Key finding: Same-day Q5−Q1 spread = +1.24%. Next-day L/S = +0.15%. Negative news shows reversal: −0.38% same-day → +0.17% next-day (overreaction).
🤖 Automated Research Engine
WRDS Auto-Research Engine: 50 Systematic Studies
CRSP · Compustat · IBES · OptionMetrics · TRACE · DealScan · MSRB · Kaiko · 272 WRDS Libraries · 100 Figures · 51 Reports
Fully autonomous research engine that wrote, executed, and analyzed 50 systematic studies across WRDS databases. Each study includes a Python script, generated figures, and a comprehensive report. Topics span market microstructure, factor models, options, corporate bonds, ETFs, insider trading, earnings quality, and crypto-equity linkages.
Highlights:
• R01–R05: Market overview, Fama-French factors, fundamentals, merged CRSP-Compustat, analyst forecasts
• R08: Options market — Protective Put Sharpe 0.573 (best), Short Straddle −0.064 (worst)
• R15/R19: Crypto order book depth, Kaiko trade analysis
• R26: Cross-asset — BTC-SPX correlation mean −0.04, negative 55% of time
• R39: Crypto-equity linkage — BTC −5.5% vs market −2.5% during stress (not a hedge)
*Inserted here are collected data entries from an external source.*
PR #5307, opened 2018-11-03
gui: 'Select/Deselect All' tick box when adding new folder/device or editing folder/device(#fixes 4000)

bahadir60:
### Purpose

To allow **selecting or if all selected let deselecting all tick boxes** (toggle) when adding new folder (`Add Folder`), new device (`Add Remote Device`) or using `Edit` button on folder (under 'Folders') and device (under 'Remote Devices').

### Screenshots

- **`Select All`**

screen shot 2018-11-04 at 15 51 55

- **`Deselect All`**

screen shot 2018-11-04 at 15 52 01

### Documentation

No need.

### DIFF
--- a/gui/default/syncthing/core/syncthingController.js
+++ b/gui/default/syncthing/core/syncthingController.js
@@ -1371,6 +1371,20 @@ angular.module('syncthing.core')
             $('#editDevice').modal();
         };
 
+        $scope.selectAllFolders = function() {
+            Object.entries($scope.folders).forEach(entry =>{
+                let id = entry[1].id;
+                $scope.currentDevice.selectedFolders[id] = true;
+            });
+        };
+
+        $scope.deSelectAllFolders = function() {
+            Object.entries($scope.folders).forEach(entry =>{
+                let id = entry[1].id;
+                $scope.currentDevice.selectedFolders[id] = false;
+            });
+        };
+
         $scope.addDevice = function (deviceID, name) {
             return $http.get(urlbase + '/system/discovery')
                 .success(function (registry) {
@@ -1692,6 +1706,20 @@ angular.module('syncthing.core')
                 });
 
             $scope.editFolderModal();
+        };
+
+        $scope.selectAllDevices = function() {
+            var devices = $scope.otherDevices();
+            for (var i = 0; i < devices.length; i++){
+                $scope.currentFolder.selectedDevices[devices[i].deviceID] = true;
+            }
+        };
+
+        $scope.deSelectAllDevices = function() {
+            var devices = $scope.otherDevices();
+            for (var i = 0; i < devices.length; i++){
+                $scope.currentFolder.selectedDevices[devices[i].deviceID] = false;
+            }
         };
 
         $scope.addFolder = function () {
--- a/gui/default/syncthing/device/editDeviceModalView.html
+++ b/gui/default/syncthing/device/editDeviceModalView.html
@@ -69,7 +69,8 @@
                 <label translate for="folders">Share Folders With Device</label>
                 <p class="help-block">
                   <span translate>Select the folders to share with this device.</span>&emsp;
-                  <small><a ng-click="selectAllFolders()" translate>Select All</a> - <a ng-click="deSelectAllFolders()" translate>Deselect All</a></small>
+                  <small><a href="#" ng-click="selectAllFolders()" translate>Select All</a>&emsp;
+                    <a href="#" ng-click="deSelectAllFolders()" translate>Deselect All</a></small>
                 </p>
                 <div class="row">
                   <div class="col-md-4" ng-repeat="folder in folderList()">
--- a/gui/default/syncthing/device/editDeviceModalView.html
+++ b/gui/default/syncthing/device/editDeviceModalView.html
@@ -67,7 +67,10 @@
             <div class="col-md-12">
               <div class="form-group">
                 <label translate for="folders">Share Folders With Device</label>
-                <p translate class="help-block">Select the folders to share with this device.</p>
+                <p class="help-block">
+                  <span translate>Select the folders to share with this device.</span>&emsp;
+                  <small><a ng-click="selectAllFolders()" translate>Select All</a> - <a ng-click="deSelectAllFolders()" translate>Deselect All</a></small>
+                </p>
                 <div class="row">
                   <div class="col-md-4" ng-repeat="folder in folderList()">
                     <div class="checkbox">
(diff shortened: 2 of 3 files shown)


imsodin:
Just talking about UI, not code: In my opinion this option must not look like regular devices. Neither do I see this function as a checkbox, it should be a button (it toggles selecting all or none devices, it's not a device itself). Also I don't like elements that automatically change it's function in general. In this case it doesn't make sense anyway, because both select and deselect need to be enabled if just one device is selected or unselected respectively.  
Therefore if I had to come up with a solution, I'd have two buttons clearly separated from the list of devices for selecting or deselecting all. Of course it could be one button that does something like "toggle de-/select all" which just switches between all or none, but the naming is confusing. And I'd place them above or below the list of devices. That in particular is just a proposition from someone who doesn't really know UI, but I am pretty set on not mixing this element with devices.

AudriusButkevicius:
Agree, I'd just have a thing that switches between select all deselect all somewhere next to the title text.

EserGozcu:
Agreed otherwise "Select All"  looks like another device name

uok:
Please keep in mind that average Joe only has [2-3 devices](https://data.syncthing.net/) in this list. Also how often do you share one folder with all devices, so I'm not sure if this is a GUI improvement? If you really think this is helpful I would only add this as small hyperlink after "... folder with. <TOGGLE LINK HERE>" Alternatively you can also set tab focus on first check box and go wild alternating tab key and space bar.

bahadir60:
Im going to try rewrite without function thanks for comments.

bahadir60:
@imsodin Can you explain your suggestion a bit more. I'm going to explain my idea, which part do you think unnecessary?  `clickOneFolder()` is for compare and understands which button should be active or deactive and also understands ticked on folders. `selectAll` and `deSellectAll` functions makes functionality to buttons. Why I'm using new js? When I tested code, I clicked continuously and randomly, and some point the scope stopped updating itself. [](https://github.com/angular/angular.js/wiki/Understanding-Scopes) suggest to use object base scope instead of primitive scope. I tried it and worked.

imsodin:
Something like this (unchecked code!):
```JS
        $scope.selectedDevices = function () {
            return $scope.selectedEntries($scope.currentFolder.selectedDevices);
        };

        $scope.selectedFolders = function () {
            return $scope.selectedEntries($scope.currentDevice.selectedFolders);
        };

        $scope.selectedEntries = function (obj) {
            sel = [];
            for (var id in obj) {
                if (obj[k]) {
                    sel.push(id)
                }
            }
            return sel;
        };
```
and then the condition is e.g.
```
selectedDevices().length === otherDevices().length
```
Or alternatively the `clickOneDevice` function could in-/decrement a counter (e.g. `currentFolder.selectedFolderCount`), so that you don't need the new functions above, the above condition is then just
```
currentFolder.selectedFolderCount === otherDevices().length
```

All just ideas, the main point is that the current change set is pretty big and there's quite a lot of loops and conditions and I believe they aren't necessary.

Design wise I like @uok's idea - in any case it should be as non-intrusive as possible. I wouldn't use color for buttons, that should be reserved for buttons, that we really need to pull attention to (especially the red one - it does nothing particularly dangerous or alarming).

bahadir60:
@imsodin thanks for detailed explanation, I took advantage of your comments. I want to make UI be attractive however I understand that it is unnecessary features of using buttons which are enabled/disabled and colored.
@uok  thanx as your suggest I use your code snippet.

gui/default/syncthing/folder/editFolderModalView.html
```diff
@@ -42,7 +42,10 @@
           </div>
           <div class="form-group">
             <label translate for="devices">Share With Devices</label>
-            <p translate class="help-block">Select the devices to share this folder with.</p>
+            <p class="help-block">
+              <span translate>Select the folders to share with this device.</span>&emsp;
```
uok: this is the wrong text!

gui/default/syncthing/device/editDeviceModalView.html
```diff
@@ -67,7 +67,10 @@
             <div class="col-md-12">
               <div class="form-group">
                 <label translate for="folders">Share Folders With Device</label>
-                <p translate class="help-block">Select the folders to share with this device.</p>
+                <p class="help-block">
+                  <span translate>Select the folders to share with this device.</span>&emsp;
+                  <small><a href="#" ng-click="selectAllFolders()" translate>Select All</a> - <a href="#" ng-click="deSelectAllFolders()" translate>Deselect All</a></small>
```
uok: I'm not sure if you need the `href="#"`part, maybe you can test this.

uok:
@bahadir60 ok, see code comments

gui/default/syncthing/folder/editFolderModalView.html
bahadir60: My bad, thanks

gui/default/syncthing/device/editDeviceModalView.html
bahadir60: Actually no needed. I am going to test it. Thanx

calmh: It's actually nice to have `href="#"` because it means you get the "hand" mouse cursor over the links. Otherwise we get just the normal text selection cursor that doesn't indicate an activity.

bahadir60: Yeah, good point, I didn't think like that, thanks

gui/default/syncthing/core/syncthingController.js
```diff
@@ -1371,6 +1371,20 @@ angular.module('syncthing.core')
...
+                $scope.currentDevice.selectedFolders[id] = true;
+            });
+        };
+
+        $scope.deSelectAllFolders = function() {
+            Object.entries($scope.folders).forEach(entry =>{
+                let id = entry[1].id;
+                $scope.currentDevice.selectedFolders[id] = false;
+            });
+        };
```
AudriusButkevicius: This could have been setAllFolderSelectionStatus(bool)

gui/default/syncthing/core/syncthingController.js
```diff
@@ -1694,6 +1708,20 @@ angular.module('syncthing.core')
...
+                $scope.currentFolder.selectedDevices[devices[i].deviceID] = true;
+            }
+        };
+
+        $scope.deSelectAllDevices = function() {
+            var devices = $scope.otherDevices();
+            for (var i = 0; i < devices.length; i++){
+                $scope.currentFolder.selectedDevices[devices[i].deviceID] = false;
+            }
+        };
```
AudriusButkevicius: Ditto about having a single function.

PR #5314, opened 2018-11-09
fix socket path and do not run syncthing as root

peterhoeg:
### Purpose

The documentation currently mentions /var/run/st.sock as a suggested location
for the socket file which has a couple of problems:

 - /var/run has been deprecated in favour of /run for a long time (both still
   work as most distributions set up a symlink)
 - when running as a system instance as a given user, the user will most likely
   not have permissions to write directly to /run

So we change the suggested socket path to /run/syncthing/st.sock and have the
systemd units take care of creating the directory. Further to #3616.

Secondly, it is possible to tell systemd to enable a unit for all users in one go which
will configure *user* services for every user:
systemctl --global enable syncthing.service

The problem with that is that root or other system users will then also try to
spawn a syncthing instance on login which is probably not what you want.

Instead only enable the *user* service for normal users.

### Testing

I have been using the 2nd commit for months. The first commit doesn't change any existing behaviour and thus cannot break anything.

### Documentation

Man page is updated accordingly.

### DIFF
--- a/etc/linux-systemd/system/syncthing@.service
+++ b/etc/linux-systemd/system/syncthing@.service
@@ -9,6 +9,7 @@ ExecStart=/usr/bin/syncthing -no-browser -no-restart -logflags=0
 Restart=on-failure
 SuccessExitStatus=3 4
 RestartForceExitStatus=3 4
+RuntimeDirectory=syncthing
 
 [Install]
 WantedBy=multi-user.target
--- a/etc/linux-systemd/user/syncthing.service
+++ b/etc/linux-systemd/user/syncthing.service
@@ -1,5 +1,6 @@
 [Unit]
 Description=Syncthing - Open Source Continuous File Synchronization
+ConditionUser=!@system
 Documentation=man:syncthing(1)
 
 [Service]
--- a/etc/linux-systemd/user/syncthing.service
+++ b/etc/linux-systemd/user/syncthing.service
@@ -7,6 +7,7 @@ ExecStart=/usr/bin/syncthing -no-browser -no-restart -logflags=0
 Restart=on-failure
 SuccessExitStatus=3 4
 RestartForceExitStatus=3 4
+RuntimeDirectory=syncthing
 
 [Install]
 WantedBy=default.target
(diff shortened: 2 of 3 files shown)


calmh:
Systemd change sounds good.

Man pages come from the docs repository and are only auto generated here. 

The only info I find about `/run` when googling is that it's the Linux "early in boot" variant of `/var/run`, for things starting prior to `/var` being available. I don't think that really applies to us. Regardless, it's just an example path, perhaps it would be better to add a note to the page saying to use `/var/run`, `/run` or another appropriate directory depending on the OS and distribution. (People on BSD, Solaris, etc will be surprised at a suggestion of `/run`, while people like you who know the distinction will know to substitute `/run` instead of `/var/run` when appropriate.)

etc/linux-systemd/user/syncthing.service
```diff
@@ -1,12 +1,14 @@
 [Unit]
 Description=Syncthing - Open Source Continuous File Synchronization
+ConditionUser=!@system
```
imsodin: I agree running a user service as a system user doesn't make much sense, but I still don't like this condition much. The lesser reason is that I think it's superfluous (I don't think anyone does that) and more importantly, ccording to the man-page it silently skips the script, it doesn't fail it, i.e. there is no obvious feedback to the user that it failed.

etc/linux-systemd/system/syncthing@.service
```diff
@@ -9,6 +9,7 @@ ExecStart=/usr/bin/syncthing -no-browser -no-restart -logflags=0
 Restart=on-failure
 SuccessExitStatus=3 4
 RestartForceExitStatus=3 4
+RuntimeDirectory=syncthing
```
imsodin: As far as I can see we never use the runtime directory, unless the user manually creates a unix socket. Meaning in 99.9% this is just an empty directory. And even for those using the socket, it seems to be common practice to just place a single file directly into `run` according to what I see there on my system.

etc/linux-systemd/user/syncthing.service
calmh: What does "system user" mean here? I (and others) often run Syncthing as a low-uid user without a password and no login rights. This is perfectly fine.

st-review:
:robot: *beep boop*

PR #5321, opened 2018-11-12
cmd/syncthing: Improve logged device information on startup

imsodin:


calmh:
Why not?

imsodin:
Because to me it seems weird to print the connection information to ourselves, which is anyway always the default `[dynamic]`. And we already print our own ID during startup before this.

AudriusButkevicius:
I agree with this

calmh:
Fair enough on the addresses, but the name is sometimes useful. I'd rather leave it in.

imsodin:
I didn't expect so much discussion, I just wanted to get rid of this from my git workspace :)

Next try: Adding the name to the earlier "My ID" message, skipping the local device and not skipping devices without a name (IDs and connections are still relevant).

calmh:
It's a trivial change, so we can discuss it forever. You should have just snuck it in among something more complex.

For example, I wonder if there isn't someone out there parsing the "My ID" line at startup to get the device ID...

cmd/syncthing/main.go
```diff
@@ -828,9 +828,11 @@ func syncthingMain(runtimeOptions RuntimeOptions) {
 		pprof.StartCPUProfile(f)
 	}
 
+	myDev, _ := cfg.Device(myID)
+	l.Infof(`My device is "%v"`, myDev.Name)
```
calmh:
```suggestion
	l.Infof(`My name is "%v"`, myDev.Name)
```

imsodin: Fancy :)

calmh:
I fail to find more things to complain about or discuss here.

calmh:
Oh! Except the commit subject is now wrong of course. Caveat merger.

PR #5322, opened 2018-11-12
lib/model: Don't compare permissions if IgnorePerms is true

imsodin:
The fixed problem is likely the cause of https://forum.syncthing.net/t/0-14-52-file-deletion-issues/12436. "Likely" because I didn't reproduce (try to) myself, but the mechanism is clear: Local device ignores permissions but the remote does not, then different permissions let the consistency check fail when deleting the file and scheduls it for scanning. Scanning won't detect a change, because it does correctly ignore permissions.


AudriusButkevicius:
Test to catch this in the future maybe?

calmh:
Fast-merging because I want in the RC

PR #5326, opened 2018-11-13
lib: Introduce fs.IsParent (fixes #5324)

### LINKED ISSUE #5324: Incorrect warning when --home and path on same directory level
ST incorrectly opens a warning window, when config and shared folder have the same string prefix.

How to reproduce

1. `syncthing --home=/tmp/ABCCONFIG`
2. add folder `/tmp/ABC`
3. enjoy warning

### Version Information

Syncthing Version: v0.14.52, Linux (64 bit)
OS Version: LFS Linux

Source hint: 
`lib/model/model.go:273 warnAboutOverwritingProtectedFiles()`

imsodin:
https://github.com/syncthing/syncthing/issues/5324#issuecomment-438179326 by @calmh :
> Path prefixes are Hard™ :)

Make it harder to mess prefixes up by replacing the `strings.HasPrefix(..., ...+pathSeparator)` dance with `fs.IsParent(..., ...)`.

### DIFF
--- a/lib/fs/filesystem.go
+++ b/lib/fs/filesystem.go
@@ -199,12 +199,11 @@ func NewFilesystem(fsType FilesystemType, uri string) Filesystem {
 func IsInternal(file string) bool {
 	// fs cannot import config, so we hard code .stfolder here (config.DefaultMarkerName)
 	internals := []string{".stfolder", ".stignore", ".stversions"}
-	pathSep := string(PathSeparator)
 	for _, internal := range internals {
 		if file == internal {
 			return true
 		}
-		if strings.HasPrefix(file, internal+pathSep) {
+		if IsParent(file, internal) {
 			return true
 		}
 	}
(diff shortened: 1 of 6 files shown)


calmh:
There's the corner cases of `IsParent("/foo/bar", "/foo/bar")` and `IsParent("/foo/bar/", "/foo/bar/")` (and the other combos of trailing slashes).

Is a directory the parent of itself? I guess not. Yet for warnings like the one in the bug, we care if the directory is the same *or* a parent...

imsodin:
I'd say we should check for that case explicitly, as e.g. already done here: https://github.com/syncthing/syncthing/pull/5326/files#diff-0803d07e626e3aac840cbd7587d44bc5L738  
Does that seem reasonable?

calmh:
Yes, except I guess the equal check needs to be insensitive to trailing path seps?

imsodin:
We do (try to) ensure that paths do not end in a slash everywhere, so it shouldn't be necessary. Should I still do it just to be save?

calmh:
If we didn't before we can probably skip it now as well

Issue #5320, opened 2018-11-12
gui: Display rate limit


uok:
Currently a rate limit (global or per device) is nowhere displayed in the GUI. To find out which device is rate limited you need to edit one device after the other to check the settings. 
Here are some ideas how to display it:

Text note
![limit-text](https://user-images.githubusercontent.com/9367272/48348332-5d94c280-e681-11e8-879a-3873e9b4df2b.png)
Icon
![limit-icon](https://user-images.githubusercontent.com/9367272/48348342-61284980-e681-11e8-8941-b3e40db82979.png)
Text line
![limit-line](https://user-images.githubusercontent.com/9367272/48348346-64233a00-e681-11e8-8179-fb563e35adce.png)
Text info
![limit-muted](https://user-images.githubusercontent.com/9367272/48401520-b0c25000-e729-11e8-9b1c-0e6a49995ca1.png)

If no rate limit is set the icon/texts are hidden. 
My preference is icon version

calmh:
Haven’t looked yet, just to note that there is a precedent in the comment on ignore patterns reducing the local state. We might want to make the two things look roughly the same.

AudriusButkevicius:
Agree, we should just have the grey text beneath displaying the limits, both global (on "self" device) and per device.

uok:
Text info
![limit-muted](https://user-images.githubusercontent.com/9367272/48401296-15c97600-e729-11e8-8513-a9f759d75d3c.png)

uok:
ok, I added grey text version

AudriusButkevicius:
The Capalised Sentences look weird, but otherwise looks ok.

uok:
I copied the text from settings. If the writing is changed I guess it needs to be translated again? 
We could just go with a general "Rate limit: 123 KiB/s" in both cases, as it should be clear what it means.

AudriusButkevicius:
I guess if we are reusing an existing string is has to stay this way. Anyways, I'll let someone else chip in.

calmh:
Existing translations are good enough imho

calmh:
Woops

clintmoyer:
I submitted a change that details the rate limit in a tooltip.

https://github.com/syncthing/syncthing/pull/5327

uok:
@clintmoyer thanks for contributing
Please implement as it was agreed in this issue (grey text and wording). Tooltip is not needed.
Thanks!

uok:
I will work on PR

[...]

PR #5327, opened 2018-11-13
Add rate limit as tooltip

clintmoyer:
Shows the rate limit for global settings or per device as a tooltip when you hover over the corresponding real-time rate.

https://github.com/syncthing/syncthing/issues/5320

### DIFF
--- a/gui/default/index.html
+++ b/gui/default/index.html
@@ -548,7 +548,7 @@
                   <tr>
                     <th><span class="fas fa-fw fa-cloud-download-alt"></span>&nbsp;<span translate>Download Rate</span></th>
                     <td class="text-right">
-                      <a href="#" class="toggler" ng-click="toggleUnits()">
+                      <a href="#" class="toggler" ng-click="toggleUnits()" tooltip data-original-title="Incoming Limit:{{config.options.maxRecvKbps}}KiB/s">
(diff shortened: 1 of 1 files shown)


gui/default/index.html
```diff
@@ -661,7 +661,7 @@ <h4 class="panel-title">
                     <tr ng-if="connections[deviceCfg.deviceID].connected">
                       <th><span class="fas fa-fw fa-cloud-upload-alt"></span>&nbsp;<span translate>Upload Rate</span></th>
                       <td class="text-right">
-                        <a href="#" class="toggler" ng-click="toggleUnits()">
+                        <a href="#" class="toggler" ng-click="toggleUnits()" tooltip data-original-title="Outgoing Limit:{{deviceCfg.maxRecvKbps}}KiB/s">
```
uok: you mixed up Send and Recv here

clintmoyer:
I added an AngularJS-Translate filter to the tooltip, it now translates per the browser language. I set the string to match our existing implementation [here](https://github.com/syncthing/syncthing/blob/v0.14.52/gui/default/assets/lang/lang-en.json#L146). Do we want the units to toggle? Right now the settings has it hard-coded to KiB/s.

calmh:
So this was superseded by #5328, sorry for the lack of coordination there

• R41: Fama-MacBeth regressions — full 2-pass factor pricing
• R50: Data quality audit across all databases
Type 2 Diabetes: A Systems Biology Approach
STRING · ChEMBL · GEO · GROMACS · Cornell BioHPC · 660 cores
Protein interaction networks (13.7M), gene expression meta-analysis (256 islet samples), drug-target landscapes (3,552 compounds × 7 targets), and 100 ns insulin molecular dynamics.
Key finding: Disease module Z = 22.28 (52.6× over random). IL6 top hub (degree=299). 47 multi-target compounds; CHEMBL509032 dual potent (INSR 20nM + GCK 50nM).